One small step for flashing bacteria, one giant leap for synthetic biology. In a new Nature study, molecular biologist Jeff Hasty and his team say they have created a line of E. coli bacteria that flash in fluorescent light and keep time like a clock.
Previously, scientists had engineered only single cells to become oscillators — devices that could count time by performing a particular activity on a cyclical schedule [Nature News]. Back in 2008, Hasty and his team created an oscillator for single cells that could be set to temperature or chemical triggers. But now the researchers have induced a whole host of bacteria to work together to keep time by taking advantage of the way they collaborate naturally: quorom sensing.
Quorum sensing enables bacteria to change their behaviour once they reach a critical density. For example, at high densities, the bacterium Vibrio fischeri, which lives on the skin of squid, starts to light up, helping to camouflage the squid, but V. fischeri living in isolation don’t glow, saving their energy for swimming instead [New Scientist]. Hasty’s engineered bacteria express three new proteins: a sort of catalyst molecule called AHL, a fluorescent protein, and a chemical “off switch.” When just a few engineered E coli clump together, they produce AHL but nothing else happens. When enough bacteria congregate, the AHL causes the cells to produce the the next two proteins, and the fluorescent protein causes them to be suffused with a bright glow. However, when the concentrations of the chemical “off switch” get high enough the whole system shuts down, which it why it oscillates like a clock.

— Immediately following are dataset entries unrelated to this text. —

PR #168, opened 2020-09-27
Bump extensions hosted on GitHub

niklaskeerl:
This commit bumps all extensions hosted on GitHub to the newest version.

### DIFF
--- a/extensions.json
+++ b/extensions.json
@@ -91,8 +91,8 @@
     {
       "id": "asvetliakov.vscode-neovim",
       "repository": "https://github.com/asvetliakov/vscode-neovim",
-      "version": "0.0.52",
-      "checkout": "v0.0.52"
+      "version": "0.0.63",
+      "checkout": "v0.0.63"
     },
     {
       "id": "atishay-jain.all-autocomplete",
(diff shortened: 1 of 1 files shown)


extensions.json
```diff
@@ -900,8 +900,8 @@
     {
       "id": "platformio.platformio-ide",
       "repository": "https://github.com/platformio/platformio-vscode-ide",
```
jankeromnes, line 902: I notice that this extension made a pre-packaged `.vsix` version available.

In these cases, we prefer re-publishing official `.vsix` files rather than trying to re-package it ourselves (bears the risk of doing something wrong and uploading a broken extension to OpenVSX, e.g. if we forget an important packaging step).

```suggestion
      "download": "https://github.com/platformio/platformio-vscode-ide/releases/download/v2.1.0/platformio-ide-2.1.0.vsix",
```

extensions.json
```diff
@@ -900,8 +900,8 @@
...
-      "version": "1.10.0",
-      "checkout": "v1.10.0"
+      "version": "2.1.0",
+      "checkout": "v2.1.0"
```
jankeromnes, line 904: When using `"download"` instead of `"repository"` (see suggestion above), we no longer need to use `"checkout"`:

```suggestion
      "version": "2.1.0"
```

jankeromnes (approved):
Wow, that's awesome, many thanks @niklaskeerl! 💯 That's super helpful.

Out of curiosity, did you use the `node upgrade-extensions` script?

niklaskeerl:
> Out of curiosity, did you use the `node upgrade-extensions` script?

No, I wrote a script to check if each extension has a new tag on GitHub.

```
let Parser = require("rss-parser");
let parser = new Parser();
var extensions = require("./extensions.json");

extensions.extensions.forEach((item) => {
  if (
    item.repository == null ||
    item.version == null ||
    item.checkout == null
  ) {
  } else {
    repo_url = item.repository.replace(".git", "");
    parser
      .parseURL(repo_url + "/tags.atom")
      .then((feed) => {
        if (item.checkout != feed.items[0].link.split("/").pop()) {
          console.log(item.id);
          console.log(item.checkout);
          console.log(feed.items[0].link.split("/").pop());
        }
      })
      .catch((err) => {
        console.log(item.repository + "/tags.atom");
        console.log(err);
      });
  }
});
```

PR #169, opened 2020-09-27
Update GitHub.vscode-pull-request-github to 0.20.0

Glandos:


extensions.json
```diff
@@ -421,8 +421,8 @@
     {
       "id": "GitHub.vscode-pull-request-github",
       "repository": "https://github.com/microsoft/vscode-pull-request-github",
```
jankeromnes, line 423: I notice that this extension made a pre-packaged `.vsix` version available.

In these cases, we prefer re-publishing official `.vsix` files rather than trying to re-package it ourselves (bears the risk of doing something wrong and uploading a broken extension to OpenVSX, e.g. if we forget an important packaging step).

```suggestion
      "download": "https://github.com/microsoft/vscode-pull-request-github/releases/download/0.20.0/vscode-pull-request-github-0.20.0.vsix",
```

extensions.json
```diff
@@ -421,8 +421,8 @@
...
-      "version": "0.19.0",
-      "checkout": "0.19.0"
+      "version": "0.20.0",
+      "checkout": "0.20.0"
```
jankeromnes, line 425: When using `"download"` instead of `"repository"` (see suggestion above), we no longer need to use `"checkout"`:

```suggestion
      "version": "0.20.0"
```

jankeromnes (approved):
Awesome, many thanks for catching this!

I've made one suggestion in-line (about preferring official `.vsix` files over re-packaging ourselves), but I'll be able to apply it myself before merging your Pull Request. 👍

PR #173, opened 2020-10-01
Added cmake-tools and cpp-tools to extensions

kitattyor:
**cmake-tools** : Easily configure and build cmake based projects.

**cpp-tools**: intellisense and debugger frontend. Is platform specific, hence the multiple versions. Integrates well with cmake-tools.

### DIFF
--- a/extensions.json
+++ b/extensions.json
@@ -659,6 +659,10 @@
       "repository": "https://github.com/BeastCode/VSCode-Angular-TypeScript-Snippets"
     },
     {
+      "id": "microsoft.vscode-cmake-tools",
+      "repository": "https://github.com/microsoft/vscode-cmake-tools"
+    },
+    {
       "id": "mikestead.dotenv",
       "repository": "https://github.com/mikestead/vscode-dotenv",
       "version": "1.0.1"
--- a/extensions.json
+++ b/extensions.json
@@ -663,6 +663,31 @@
       "repository": "https://github.com/microsoft/vscode-cmake-tools"
     },
     {
+      "id": "microsoft.vscode-cpptools-linux",
+      "download": "https://github.com/microsoft/vscode-cpptools/releases/download/1.0.1/cpptools-linux.vsix",
+      "version": "1.0.1"
+    },
+    {
+      "id": "microsoft.vscode-cpptools-linuxARM32",
+      "download": "https://github.com/microsoft/vscode-cpptools/releases/download/1.0.1/cpptools-linux-armhf.vsix",
+      "version": "1.0.1"
+    },
+    {
+      "id": "microsoft.vscode-cpptools-linuxARM64",
+      "download": "https://github.com/microsoft/vscode-cpptools/releases/download/1.0.1/cpptools-linux-aarch64.vsix",
+      "version": "1.0.1"
+    },
+    {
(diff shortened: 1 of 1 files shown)


spoenemann:
The license of cpptools makes it impossible to use the extension in anything except Microsoft products, so we cannot accept the extension here:
https://github.com/microsoft/vscode-cpptools/blob/master/RuntimeLicenses/cpptools-LICENSE.txt

cmake-tools looks ok license-wise, but it has a dependency on cpptools:
https://github.com/microsoft/vscode-cmake-tools/blob/80a745aeb7a12c76f5976a7b4ebca9674d17b5dd/package.json#L1623

herandol:
Does the RuntimeLicenses only apply to the .vsix provided by Microsoft or to all builds ?
I was thinking to build the extension in prepublish.

spoenemann:
The extension also has runtime dependencies that it downloads on startup:

https://github.com/microsoft/vscode-cpptools/blob/9650bb7d9fba86d454847447aecb2450585ff330/Extension/package.json#L2290-L2527

I haven't checked, but I guess those are proprietary, too.

spoenemann:
> Does the RuntimeLicenses only apply to the .vsix provided by Microsoft or to all builds ?

I don't know, you should ask the maintainers.

kitattyor:
> 
> 
> The extension also has runtime dependencies that it downloads on startup:
> 
> https://github.com/microsoft/vscode-cpptools/blob/9650bb7d9fba86d454847447aecb2450585ff330/Extension/package.json#L2290-L2527
> 
> I haven't checked, but I guess those are proprietary, too.

Yes I now see that vscode-cpptools seems to be a MIT licensed wrapper around the cpp language service which cannot be used on anything other than Visual Studio / VSCode / Xamarin etc. 

As for cmake-tools, I recall that I built it without cpp tools and it worked fine. I think the reason why cmake-tools depends on cpp-tools is because cmake-tools updates the intellisense database. Still, configuring and building projects "should" work.

spoenemann:
Ok, could you remove cpptools, then we'll merge cmake-tools?

kitattyor:
Done .. Sorry for the delay..

spoenemann:
Thanks! The remaining question is: shall we refer to a specific version and tag to ensure we publish only the officially released versions? In that case we would also need `version` and `checkout` properties as described in the README here.

An alternative is to just download a `vsix` file from the GitHub releases. I have seen the `vsix` packages are attached to the releases in the cmake-tools repository. In that case you can use the `download` property instead of `repository`.

spoenemann:
So here are the two alternatives:
```json
    {
      "id": "microsoft.vscode-cmake-tools",
      "repository": "https://github.com/microsoft/vscode-cmake-tools",
      "version": "1.4.2",
      "checkout": "1.4.2"
    },
```
or
```json
    {
      "id": "microsoft.vscode-cmake-tools",
      "version": "1.4.2",
      "download": "https://github.com/microsoft/vscode-cmake-tools/releases/download/1.4.2/cmake-tools.vsix"
    },
```

spoenemann:
The download variant is safer because we don't risk to mess up the package by doing something wrong in the build process.

kitattyor:
Done :)

spoenemann (approved):
Thanks!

But while the video of this is very cool, it’s not all fun and games. “The ability to synchronize activity among cells in a population could be an important building block for many applications, from biomedicine to bioenergy,” says Ron Weiss, a … bioengineer at MIT who was not involved in the research. For example, the bacteria could be engineered to detect a specific toxin, with the frequency of the fluorescence indicating its concentration in the environment [Technology Review]. Other applications of such synthetic biology could include time-sensitive drug delivery.